In two weeks, the Supreme Court of the United States has done more things than the president of the nation in a year and a half. Done… or undone, depending on how you look at it.
First, last Thursday the 23rd, the Court decided to go over the national mourning in the face of the latest killings in mass shootings and expanded the right of citizens to carry weapons on the street, by eliminating the restrictions that some states prevented those who did not demonstrate just cause. Later, on Friday the 24th, it abolished the right to abortion that the institution itself had enshrined for 49 years in the Roe vs. Wade. And on Thursday the 30th, he stripped the Government of its general regulatory power in the reduction of greenhouse gases: a severe setback to the fight against climate change, which Joe Biden tries to champion in the world.
The three sentences had as a common denominator their approval by the overwhelming conservative majority of 6-3: a hegemony that former President Donald Trump conscientiously worked on, first by blocking for almost a year an appointment that corresponded to Barack Obama and he had reserved for today’s attorney general, Merrick Garland, and later with the appointment of three ultra-conservative judges willing to overturn the free interruption of pregnancy.

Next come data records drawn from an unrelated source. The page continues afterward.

PR #588, opened 2026-08-04
Give the tests that assert nothing something to fail on

trailro:
## What

Five test-hygiene fixes, all found by collection sweep and mutation testing. None change library code — this PR makes existing coverage honest.

**1. Two tests that never ran.** `TestController.parse_status`/`parse_temperatures` lack the `test_` prefix, so pytest collects nothing from that class — verified with `--collect-only`. They are the only direct unit tests of the `ControlBoard` parsers, and they have passed-if-run for as long as they've existed. Renamed; the suite gains two genuinely running tests.

**2. A test that asserts nothing about the code under test.** `test_set_wifi_credentials_is_not_the_config_service_key`'s load-bearing assertion exercises `codec.py` alone — the API call above it never feeds it. Proved by mutation: switching `set_wifi_credentials` to encode under the *grill* key still passed one parametrized variant. The sibling `test_set_wifi_credentials_obfuscates_the_password` already pins the key end-to-end (its docstring even explains why the round trip is the right assertion), so the inert test is deleted as false coverage rather than duplicated.

**3. A test satisfied by the code it was meant to check.** `test_disconnect_stops_a_request_still_in_flight` asserted `_pending == set()` — which `disconnect()`'s own `clear()` satisfies whether or not anything was cancelled. Proved by mutation: removing the `task.cancel()` entirely still passed. The request is now genuinely parked server-side (an event confirms it is on the wire) and the task's cancellation is observed directly. The mutation now fails it.

**4. A mutation survivor in the reconnect loop.** The `finally` clearing `_handshake_cancelled` had no test: removing it survived the whole wss suite. Its scenario — a cancel that never landed (the handshake finished first) must not make the *next*, caller-owned cancellation look like ours and be swallowed — is now pinned; the mutation fails on the intended assert.

**5. Unspecced mocks.** The ota/wifi fixtures used bare `AsyncMock()` while the fs/config siblings use `AsyncMock(spec=Transport)` — a call to a nonexistent transport method was silently absorbed. Specced to match.

892 pass (890 previously + the two recovered, − the one deleted), `ruff check`, `ruff format --check` and `mypy .` clean.

### DIFF
--- a/tests/test_api.py
+++ b/tests/test_api.py
@@ -10,7 +10,7 @@ import pytest
 from freezegun import freeze_time
 
 from pytboss import api, grills
-from pytboss.codec import WIFI_KEY, decode, encode, timed_key
+from pytboss.codec import WIFI_KEY, decode, timed_key
 from pytboss.exceptions import (
     InvalidGrill,
     RPCError,
@@ -1188,16 +1188,6 @@ async def test_set_wifi_credentials_does_not_send_the_password_in_the_clear(
     with mock.patch.object(conn, "_send_prepared_command", capture):
         await pitboss.set_wifi_credentials("Kitchen", "hunter2")
     assert "hunter2" not in json.dumps(sent)
-
-
-async def test_set_wifi_credentials_is_not_the_config_service_key(
-    pitboss: api.PitBoss, conn: FakeTransport
-):
-    """Encoding under the grill password key must not decode as the WiFi one."""
-    await pitboss.set_wifi_credentials("Kitchen", "hunter2")
-    assert conn.wifi_credentials is not None
-    wrong = decode(bytes.fromhex(encode(b"hunter2").hex()), key=WIFI_KEY)
-    assert wrong != b"hunter2"
 
 
 async def test_debug_pstate(pitboss: api.PitBoss, conn: FakeTransport):
--- a/tests/test_grills.py
+++ b/tests/test_grills.py
@@ -57,11 +57,13 @@ class TestCommand:
 
 
 class TestController:
-    def parse_status(self):
+    # `test_` prefixes, or pytest collects nothing from this class: both
+    # bodies passed for as long as they existed, but neither ever ran.
+    def test_parse_status(self):
         ctrl = grills_lib.ControlBoard("PBx", {}, "return {'foo': message}", None)
         assert ctrl.parse_status("bar") == {"foo": "bar"}
 
-    def parse_temperatures(self):
+    def test_parse_temperatures(self):
         ctrl = grills_lib.ControlBoard("PBx", {}, "", "return {'foo': message}")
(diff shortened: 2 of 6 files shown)


trailro:
Rebased onto `main` — the wifi import conflict (#586) and the tail of `test_wss.py` (#585) both resolved by keeping both sides. 898 pass, ruff/format/mypy clean.

dknowles2 (approved):
Verified the strongest way available — each mutation run against **both** branches, so the claim "this was uncovered" is demonstrated rather than asserted:

```
                                          main        this PR
drop the pending-task cancel (item 3)     SURVIVES    CAUGHT  test_disconnect_stops_a_request_still_in_flight
drop the _handshake_cancelled reset (4)   SURVIVES    CAUGHT  test_a_cancel_that_never_landed_...
control: wrong wifi codec key             CAUGHT      CAUGHT  test_set_wifi_credentials_obfuscates_...
```

The control matters for item 2: after deleting the inert test the key is **still** pinned, so the deletion removed false coverage rather than real coverage. That is the thing to check before deleting a test, and it holds.

`TestController` collects **0 items** on `main` — confirmed with `--collect-only`. Two parser tests that have never run, ever.

**898 tests** on the branch (897 on current `main`, +2 recovered, −1 deleted), `ruff check`, `ruff format --check`, `mypy .` clean.

## The deleted test is mine, and it is the fourth of a kind

I wrote `test_set_wifi_credentials_is_not_the_config_service_key` in #573. Its load-bearing line was

```python
wrong = decode(bytes.fromhex(encode(b"hunter2").hex()), key=WIFI_KEY)
assert wrong != b"hunter2"
```

which exercises `codec.py` and nothing else. The `await pitboss.set_wifi_credentials(...)` above it feeds nothing into the assertion — I wrote a test *about* the code instead of *against* it, and gave it a name that claimed otherwise.

That is the same failure as #586 an hour ago, and as `OTA.get_status` before that: an assertion that agrees with my belief rather than with the code. The pattern is specific enough to name now — **when I write a test to demonstrate a distinction, I tend to demonstrate the distinction rather than test the code that depends on it.**

Items 3 and 4 are the same shape from a different direction: assertions satisfied by something other than the mechanism under test. `_pending == set()` is true because `disconnect()` calls `clear()`, cancel or no cancel. Parking the request genuinely on the wire and observing the task's own cancellation is what makes it a test.

## One note

Specced mocks (item 5) is the quiet one but probably the highest-value line here: a bare `AsyncMock()` absorbs a call to a transport method that does not exist, so a wrapper calling a misspelled RPC helper would pass. `spec=Transport` on the ota/wifi fixtures brings them in line with the fs/config siblings, and the reason the others already had it is presumably that someone hit this before.

No library code changed, so nothing downstream moves.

While the Supreme Court dealt him one setback after another, Biden has not even been able to carry out his flagship projects, except for the $1.9 trillion pandemic stimulus package and the $1.2 trillion infrastructure plan backed by the Republicans. The president is not throwing in the towel in his struggle to approve a large program of social and environmental spending, as well as to reverse the annulment of the right to abortion with another law; for also counteracting state legislation that erodes the right to vote, or for developing an immigration reform that really differentiates him from the xenophobic policies of his predecessor. But, with less than five months to go before mid-term elections to renew the Houses that look bad for the Democrats, the president’s chances of success in these and other matters seem minimal.
The Supreme Court, based in Washington, is one of the most powerful judicial bodies in the world, in addition to the only one of federal rank provided for in the country’s Constitution. Its nine members have a life term, although they can obviously resign or withdraw. And not only do they occupy superior jurisdiction in all orders, but they also act as a constitutional court and act as a legislative arm through the constant production of jurisprudence. It is not in vain that numerous fundamental norms that act as laws bear the name of some procedure resolved by the court, as was the case of Roe v. Wades from 1973.
Now, as a result of decisions of high social significance and strong ideological charge that in cases such as abortion and weapons collide with the majority opinion of citizens, the super-powerful Supreme Court is going through a crisis of legitimacy. In the words of the Political Science professor specializing in the matter and author of the book The Supreme Court in a Separation of Powers, the court has become “an institution that makes the law instead of interpreting it”; in a domestic “major actor in the promulgation of policies”, and, in short, in what many see as “the most powerful branch of the State” when it should not be.
The court’s public image is at an all-time low, at least in 50 years of annual Gallup polling. According to the last of them, carried out before the unpopular ruling on abortion, only 25% of adults in the country have “a lot” or “quite a lot” of confidence in the court: a rate much lower than the 36% of last year and 5 points below the previous minimum, registered in 2014.
The debate about the excessive power of the nine magistrates of the Supreme Court is not new. All civic and political organizations in the country not attached to the extreme right or to the ultra-conservative and ultra-liberal sector of the Republicans had their alarms going since before the rulings on weapons, abortion and climate.
Last August, the court annulled the moratorium on tenant evictions that the Centers for Disease Control and Prevention (CDC) had imposed in counties with high levels of covid transmission. The government department had argued that mass evictions would exacerbate the spread of the pandemic. But the conservative majority of the Supreme Court prioritized the property rights of the recurrent real estate agencies and considered that the centers had exceeded their functions. The same six judges who a year later would assert their hegemony to put an end to various Democratic conquests argued that Congress, by legislating on the CDC, had not wanted to give them so much power.
And that was also the argument that the conservative justices used in the ruling in which, on Friday, they established that the Federal Environmental Protection Agency (EPA) lacks the authority to regulate greenhouse gas emissions in general.
This latest resolution, with the precedent of the CDC and other similar ones against different government agencies, opens the ban against the regulatory power of the Executive through its specialized bodies. And it reactivates the old battle of the economic, business or financial interest groups against the limitations on the private sector by the State, even if it is to defend the common good.
The dispute dates back to the times of the new deal, when the Supreme Court’s attacks on the new administrative State led Roosevelt to an attempt to expand the court in order, by appointing new judges favorable to his plans, to stop the judicial offensive against the Administration. . He didn’t get it.
Joe Biden, who has called the latest court rulings “terrible and devastating”, rules out trying to expand it. He agrees to continue playing with the cards he has been dealt. And not for good. He, well, he knows that the games against the Supreme are lost.